3. Zowel voor de beide hierboven genoemde maatregelen als voor de lagerstelling van het wettelijk verplichte aantal leerkrachten met toepassing van artikel 28, vijfde lid, van de Lager-onderwijswet 1920, geldt dat deze eerst van toepassing zijn indien het leerlingenaantal van een school op een bepaald tijdstip met een zeker aantal is gedaald beneden het grensgetal van de 32schaal waarnaar het verplichte aantal leerkrachten voor het schooljaar 1983/ 1984 is vastgesteld. Bij de berekening van dit aantal leerkrachten behoeven overgangs- en andere boventalligen dus niet te worden meegeteld. Bij twijfel of een van de genoemde maatregelen van toepassing is, raadplege men het V.G.S.bureau!
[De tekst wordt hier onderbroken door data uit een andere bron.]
PR #3470, opened 2025-10-06
test(gax-internal): Add tracing tests for HTTP retry loop

westarle:
Added tests for the retry code in #3239, using test-case.

The "tracing on" test is disabled if the _unstable-o12y flag is off.

### DIFF
--- a/src/gax-internal/tests/http_retry_loop.rs
+++ b/src/gax-internal/tests/http_retry_loop.rs
@@ -29,10 +29,13 @@ mod tests {
     use gax::retry_policy::{Aip194Strict, RetryPolicyExt};
     use google_cloud_gax_internal::http::ReqwestClient;
     use google_cloud_gax_internal::options::ClientConfig;
+    use google_cloud_test_utils::test_layer::TestLayer;
     use http::StatusCode;
     use httptest::{Expectation, Server, matchers::*, responders::*};
+    use opentelemetry_semantic_conventions::trace as semconv;
     use serde_json::json;
     use std::time::Duration;
+    use test_case::test_case;
 
     type Result<T> = std::result::Result<T, Box<dyn std::error::Error>>;
 
@@ -82,13 +85,24 @@ mod tests {
         Ok(())
     }
 
+    #[test_case(false; "tracing off")]
+    #[test_case(true; "tracing on")]
     #[tokio::test(flavor = "multi_thread", worker_threads = 2)]
-    async fn retry_loop_retry_success() -> Result<()> {
+    async fn retry_loop_retry_success(enable_tracing: bool) -> Result<()> {
+        if enable_tracing && !cfg!(feature = "_unstable-o12y") {
+            // Skip this test if the feature is disabled.
+            return Ok(());
+        }
+
+        let mut config = test_config();
+        config.tracing = enable_tracing;
+        let guard = TestLayer::initialize();
+
         // We create a server that will return two transient errors and then succeed.
         let server = start(vec![transient(), transient(), success()]);
         let endpoint = format!("http://{}", server.addr());
 
-        let client = ReqwestClient::new(test_config(), &endpoint).await?;
+        let client = ReqwestClient::new(config, &endpoint).await?;
         let builder = client.builder(reqwest::Method::GET, "/retry".into());
         let body = json!({});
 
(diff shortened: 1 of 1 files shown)


src/gax-internal/tests/http_retry_loop.rs
```diff
@@ -103,16 +117,53 @@ mod tests {
             .await;
         let response = response?.into_body();
         assert_eq!(response, json!({"status": "done"}));
+
+        let spans = TestLayer::capture(&guard);
+        if enable_tracing {
```
dbolduc, line 122: Can we have separate tests instead of using `test_case`? We try to keep unit test logic simple by avoiding `if` statements.

src/gax-internal/tests/http_retry_loop.rs
```diff
@@ -82,13 +85,24 @@ mod tests {
         Ok(())
     }
 
+    #[test_case(false; "tracing off")]
+    #[test_case(true; "tracing on")]
     #[tokio::test(flavor = "multi_thread", worker_threads = 2)]
-    async fn retry_loop_retry_success() -> Result<()> {
+    async fn retry_loop_retry_success(enable_tracing: bool) -> Result<()> {
+        if enable_tracing && !cfg!(feature = "_unstable-o12y") {
```
dbolduc, line 92: then we can put the `cfg(feature = ...)` gate outside the `#[tokio::test]`

src/gax-internal/tests/http_retry_loop.rs
```diff
@@ -103,16 +117,53 @@ mod tests {
...
+                Some(&"1".to_string())
+            );
+            // Span 3 (attempt 2)
+            assert_eq!(spans[2].name, "http_request");
+            assert_eq!(
+                spans[2].attributes.get(semconv::HTTP_REQUEST_RESEND_COUNT),
+                Some(&"2".to_string())
+            );
+        } else {
+            assert_eq!(spans.len(), 0, "Expected 0 spans when tracing is disabled");
```
dbolduc, line 144: nit: consider printing a debug string for `spans` in this case, so we learn more about its contents. "spans={spans:?}"

src/gax-internal/tests/http_retry_loop.rs
```diff
@@ -127,6 +178,29 @@ mod tests {
...
+
+        let spans = TestLayer::capture(&guard);
+        if enable_tracing {
+            assert_eq!(spans.len(), 3, "Expected 3 spans");
+            // Span 1 (attempt 0)
+            assert!(
+                !spans[0]
+                    .attributes
+                    .contains_key(semconv::HTTP_REQUEST_RESEND_COUNT)
+            );
```
coryan, line 190: If this fails you want to print more details, maybe `assert!(...., "{spans[0]:?}");` ?

src/gax-internal/tests/http_retry_loop.rs
```diff
@@ -127,6 +178,29 @@ mod tests {
...
+            // Span 2 (attempt 1)
+            assert_eq!(
+                spans[1].attributes.get(semconv::HTTP_REQUEST_RESEND_COUNT),
+                Some(&"1".to_string())
```
coryan, line 194: I find something like:


```suggestion
                spans[1].attributes.get(semconv::HTTP_REQUEST_RESEND_COUNT).as_deref(),
                Some("1")
```

more readable.

src/gax-internal/tests/http_retry_loop.rs
dbolduc: I think I would leave existing tests alone and add 2 new tests for:
- tracing disabled (any number of retries, up to you)
- tracing enabled (with 2 retries)

src/gax-internal/tests/http_retry_loop.rs
```diff
@@ -103,16 +117,53 @@ mod tests {
...
+        }
         Ok(())
     }
 
+    #[test_case(false; "tracing off")]
+    #[test_case(true; "tracing on")]
     #[tokio::test(flavor = "multi_thread", worker_threads = 2)]
-    async fn retry_loop_too_many_transients() -> Result<()> {
+    async fn retry_loop_too_many_transients(enable_tracing: bool) -> Result<()> {
+        if enable_tracing && !cfg!(feature = "_unstable-o12y") {
```
coryan, line 153: tests with a lot of logic like this are better off split into two tests. Feel free to refactor the common initialization to a helper function in the `mod tests { ... }` module.

src/gax-internal/tests/http_retry_loop.rs
coryan, line 92: Ditto, this is too much logic for a test. In addition, this suggests the test should be conditionally compiled.

coryan (changes requested):

dbolduc (commented):
I just have nits on piggy-backing existing tests vs. adding new tests. Feel free to push back.

Also, should we enable only the unstable observability feature in the CI?

https://github.com/googleapis/google-cloud-rust/blob/4964d220d74b0c9d010bc5ccbb98323622057491/.github/workflows/sdk.yaml#L117-L121

westarle:
Thank you for the feedback!  Moved to #3475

4. Door het ministerie is in het informeel overleg met de besturenorganisaties toegezegd dat bij de bepaling van de datum tegen welke de betrokken leerkrachten ontslag dient te worden aangezegd, rekening zal worden gehouden met de omstandigheden dat in sommige gevallen een langere opzegtermijn dan 3 maanden moet worden aangehouden en met het gegeven dat volgens sommige akten van benoeming (dit geldt o.m. voor de V.G.S.-akte van benoeming) de arbeidsovereenkomst uitsluitend tegen de eerste dag van een bepaalde maand kan worden opgezegd.

Mr. P. Hugense.

Dit artikel werd u aangeboden door: De Reformatorische School

Deze tekst is geautomatiseerd gemaakt en kan nog fouten bevatten. Digibron werkt voortdurend aan correctie. Klik voor het origineel door naar de pdf. Voor opmerkingen, vragen, informatie: contact.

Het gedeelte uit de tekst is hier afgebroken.